Pull each line with the string "that" from the entries.

-- Records supplied follows --

PR #767, opened 2026-03-11
enable registering pipelines with a sequence of post-processors

rmudambi:
### Description

- *Category*: feature
- *JIRA issue*: https://jira.ihme.washington.edu/browse/MIC-6575

### Changes and notes
- Enable registering attribute and rate producers with a sequence of post-processors
-  Allow register_rate_producer to take a preferred combiner
- Add type overloads to _configure_pipeline
- Allow calling value pipelines (not attribute piplelines) during post-setup
- Add a raw_union_post_processor which doesn't take an index argument (this is needed for paf pipelines)

### Testing
Added a new test for rate producers
Ran make check in vivarium and VPH


hussain-jafari (approved):

src/vivarium/framework/values/pipeline.py
```diff
@@ -215,8 +215,9 @@ def _call(self, *args: Any, skip_post_processor: bool = False, **kwargs: Any) ->
         value = self.source(*args, **kwargs)
         for mutator in self.mutators:
             value = self.combiner(value, mutator, *args, **kwargs)
-        if self.post_processor and not skip_post_processor:
-            return self.post_processor(value, self.manager)
+        if not skip_post_processor:
+            for processor in self.post_processor:
```
stevebachmeier, line 219: nit: wonder if it's worth changing this to plural

src/vivarium/framework/values/post_processors.py
```diff
@@ -79,9 +79,7 @@ def rescale_post_processor(
         raise NotImplementedError
 
 
-def union_post_processor(
-    index: pd.Index[int], value: list[NumberLike], manager: ValuesManager
-) -> pd.Series[Any] | pd.DataFrame:
+def raw_union_post_processor(value: list[NumberLike], manager: ValuesManager) -> NumberLike:
```
stevebachmeier, line 82: Why split this raw version out?

stevebachmeier (approved):

src/vivarium/framework/values/pipeline.py
rmudambi: I didn't, because I figured that was a breaking change

src/vivarium/framework/values/post_processors.py
rmudambi: We use the raw version in the calibration constant pipeline. We can't use the original one, because that requires the simulation index and broadcasts the values to that index

patricktnast (approved):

-- Records supplied concluded --

• **Task output**:
rmudambi: I didn't, because I figured that was a breaking change
rmudambi: We use the raw version in the calibration constant pipeline. We can't use the original one, because that requires the simulation index and broadcasts the values to that index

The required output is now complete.